“No alla mensa dei profughi”
Via Turri in rivolta contro il Comune

di Pierluigi Ghiggini
22/5/2016 – La gestione degli 800 richiedenti asilo sistemati a Reggio Emilia, da parte della cooperativa Dimora d’Abramo (che nel 2015 ha realizzato 7,8 milioni di euro ed è legata a doppio filo all’ex assessore Mimmo Spadoni, oggi diretto collaboratore del ministro Delrio a Roma, per lungo tempo direttore della stessa cooperativa) continua a creare problemi.
Prima l’incredibile rivolta degli spaghetti scotti da parte di un gruppo di pachistani, con tanto di protesta in Questura, ora la mobilitazione dei residenti di via Turri contro l’apertura di una mensa per i migranti sempre su iniziativa della Dimora d’Abramo, in una zona caratterizzata da degrado e tensioni sociali, dove le forze dell’ordine da un paio d’anni hanno avviato una lunga e paziente opera di bonifica.
Via Turri a Reggio Emilia

Via Turri a Reggio Emilia

A Reggio le autorità locali si lavano la bocca a ogni più sospinto con le parole partecipazione e condivisione, in realtà al momento opportuno , quando le questioni sono delicate o coinvolgono determinati interessi, le pietanze si confezionano nelle cucine segrete e vengono fatte trangugiare ai cittadini a cottura avvenuta.
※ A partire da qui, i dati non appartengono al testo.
PR #4449, opened 2020-07-16
Stop triggering autocomplete for non-auto complete fields. Support data attribute based autocomplete types.

### LINKED ISSUE #3510: Extend Autocomplete.es6 to generate more LinkedData objects instead of just for based_near
### Descriptive summary
This ticket describes the need to be able to generate Linked Data fields on the form using the LinkedData object found here: https://github.com/samvera/hyrax/blob/master/app/assets/javascripts/hyrax/autocomplete/linked_data.es6

Currently, the only field capable of generating a LinkedData object, which in turn, generates the Select2 html and corresponding javascript to help support linked data, is based_near. This is because it is hardcoded in this file. https://github.com/samvera/hyrax/blob/master/app/assets/javascripts/hyrax/autocomplete.es6#L26

We would like to generate more fields as linked data fields, which support autocomplete from endpoints, which in turn, inject data into the hidden id field in the html and deep index through the deep_indexing_service. 

### Rationale

Being able to generate more fields as a linked data field, would raise the power of linked data in the system and improve overall metadata of the system by exposing more fields to things like alternative labels, broader or narrower terms, and other pieces of useful data. 

### Expected behavior

When a field is expressed as a linked data field, it renders the select2 input on the edit/new page of a work. 

### Actual behavior

The only field that renders a linked data field is based_near

orangewolf:
Moves to a new autocomplete type choosing system that uses data[autocomplete-type] to declaritively select
the type instead of just keying of certain field names. Does not remove the existing functionality, but is
a baby step toward depricating it.

Fixes #3510 ; refs #99 (maybe?)

* There are no specs around the autocomplete js as is, so none were modified or edited
* Only real way to test the autocomplete getting called all the time is with a JS breakpoint or debugger statement. 
    Here's a video that shows it happening on Hyku running on vanilla Hyrax 2.5.1 https://share.getcloudapp.com/d5uWdzZj (sorry about the fan noise my mac is prepping for launch)
* Adding a new field and making it linked data can be done by adding a helper like so to the `app/views/records/edit_fields/_language.html.erb` file for example

```
<%= f.input key,
      as: :multi_value,
      input_html: {
        class: 'form-control',
        data: {
          'autocomplete-type' => 'linked',
          'autocomplete-url' => "/authorities/search/local/languages",
          'autocomplete' => key
        }
      },
 required: f.object.required?(key) %>
```

@samvera/hyrax-code-reviewers

### DIFF
--- a/app/assets/javascripts/hyrax/autocomplete.es6
+++ b/app/assets/javascripts/hyrax/autocomplete.es6
@@ -10,6 +10,34 @@ export default class Autocomplete {
    * @param {string} url - The url for the autocompete search endpoint
    */
   setup (element, fieldName, url) {
+    if(element.data('autocomplete-type') && element.data('autocomplete-type').length > 0) {
+      this.byDataAttribute(element, url)
+    } else {
+      this.byFieldName(element, fieldName, url)
+    }
+  }
+
+  byDataAttribute(element, url) {
+    let type = element.data('autocomplete-type')
+    let exlude = element.data('exclude-work')
+    if(type === 'resource' && exclude.length > 0) {
+      new Resource(
+        element,
+        url,
+        { excluding: exclude }
+      )
+    } else if(type === 'resource' ) {
+      new Resource(
+        element,
+        url)
+    } else if(type === 'linked') {
+      new LinkedData(element, url)
+    } else {
+      new Default(element, url)
+    }
+  }
+
+  byFieldName(element, fieldName, url) {
     switch (fieldName) {
       case 'work':
         new Resource(
@@ -30,4 +58,5 @@ export default class Autocomplete {
         break
     }
   }
+
 }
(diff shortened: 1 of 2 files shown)


jeremyf:
Is this something that should be added to the master branch as well?

no-reply:
@jeremyf:

> Is this something that should be added to the master branch as well?

for future reference, our branching policy is to always merge fixes to the mainline *before* pushing them to maintenance branches. the only exception should be cases where the fix is no longer relevant on the mainline, but resolves a significant issue for the maintenance series. in other words: we should always be backporting, never forward-porting. this is to avoid complicated regression situations, where fixes released on maintenance branches aren't available on current releases.

we should either:
  - immediately forward port this, reconciling the current state; or, if that's not possible
  - revert this merge, rework for `master`, and backport from there using the usual process.

orangewolf:
@no-reply that's my bad, as I didn't know that we were only backporting. That's a bit of a lift, as I don't have anything local running against master at the moment, but I can take a swing at getting this done for master later today if no one else can tackle it.

no-reply:
no worries! i'm delighted (and relieved) to have this fix in. we'll get the branch reconciled in short order.

this might not have been the platonic ideal of the process, but it looks like the system working to me!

Così venerdì sera i cittadini di via Turri si sono riuniti, hanno costituito un comitato di quartiere per difendersi da decisioni o sbagliate e soprattutto per reclamare trasparenza e rapporti corretti con l’amministrazione.
Contestano la decisione – che ripetiamo, non è stata annunciata ufficialmente, e su cui non dà risposte l’amministrazione comunale del sindaco Luca Vecchi e del vicesindaco alla cosiddetta coesione sociale Matteo Sassi –  di trasferire una cinquantina di richiedenti asilo in via turri, in un negozio trasformato in fretta e furia in una mensa.
E non si venga a parlare di razzismo, perchè alla riunione erano presenti persone di diverse nazionalità. Era presente anche Khadija Lamami, che ha guidato la protesta contro il taglio di gas e acqua calda da parte di Iren in interi palazzi.
Ma ecco cosa scrivono: “Noi cittadini di Via Turri siamo vivamente preoccupati perché da alcuni giorni gira una voce che non riusciamo a verificare nemmeno presso l’amministrazione comunale:  sembra che al civico 29, in un locale a uso negozio, verrà allestita una mensa per i migranti ospiti presso i centri di accoglienza gestiti dalla cooperativa Dimora di Abramo. Sembra che il locale sia stato affittato dal circolo dei ferrovieri di Via Eritrea (il self service Locomotore, ndr.) dopo le lamentele degli abituali avventori, infastiditi dalla presenza dei migranti”.
“Circa questa voce  pretendiamo chiarezza e sottolineiamo due temi – afferma il comitato –  Il primo è che non ci sembra una soluzione positiva mandare circa 50 persone in un negozio in via Turri convertito a refettorio, senza le adeguate strutture di servizi igienici e luoghi di sosta: la via è notorio ha una surplus di immigrati e questa ipotesi creerebbe un disagio ai residenti.
Ci pare una soluzione fin troppo scontata inviare altri migranti in Via Turri.
Secondo punto, sottolineiamo come con troppa facilità l’ amministrazione scarichi su via Turri un tema di carattere cittadino senza nessuna discussione o condivisione, e percepiamo in questa decisione un velato pregiudizio verso il quartiere e gli stessi profughi.
Ci pare non considerato il rischio di  emarginazione che genera  altra emarginazione”.
Aggiungono i cittadini  che “sarebbe molto più semplice convocare un tavolo cittadino con tutte le organizzazioni interessate al tema e in quella sede aprire una discussione vera sulla presenza dei profughi a Reggio Emilia e la loro gestione”. E richiamano l’amministrazione comunale alla correttezza di rapporti e atteggiamenti: “Un presupposto per la fiducia è la trasparenza e quindi noi cittadini non dovremmo casualmente  venire a conoscenza di un avvenimento dal forte impatto sulla nostra quotidianità senza essere informati e senza alcun confronto, obbligandoci a accettare decisioni prese in sedi lontane dal quartiere”.
E concludono: “Siamo contrari ad una gestione di questo tipo, sappiamo che la convivenza è un esercizio molto difficile e per questo ci sentiamo di chiedere all’amministrazione di sottoporre questo esercizio all’intera città, ad esempio suddividendo nelle diverse mense presenti in centro storico il gruppo dei migranti e dei profughi. Ma meglio ancora sarebbe che tutti insieme prendessimo decisioni”.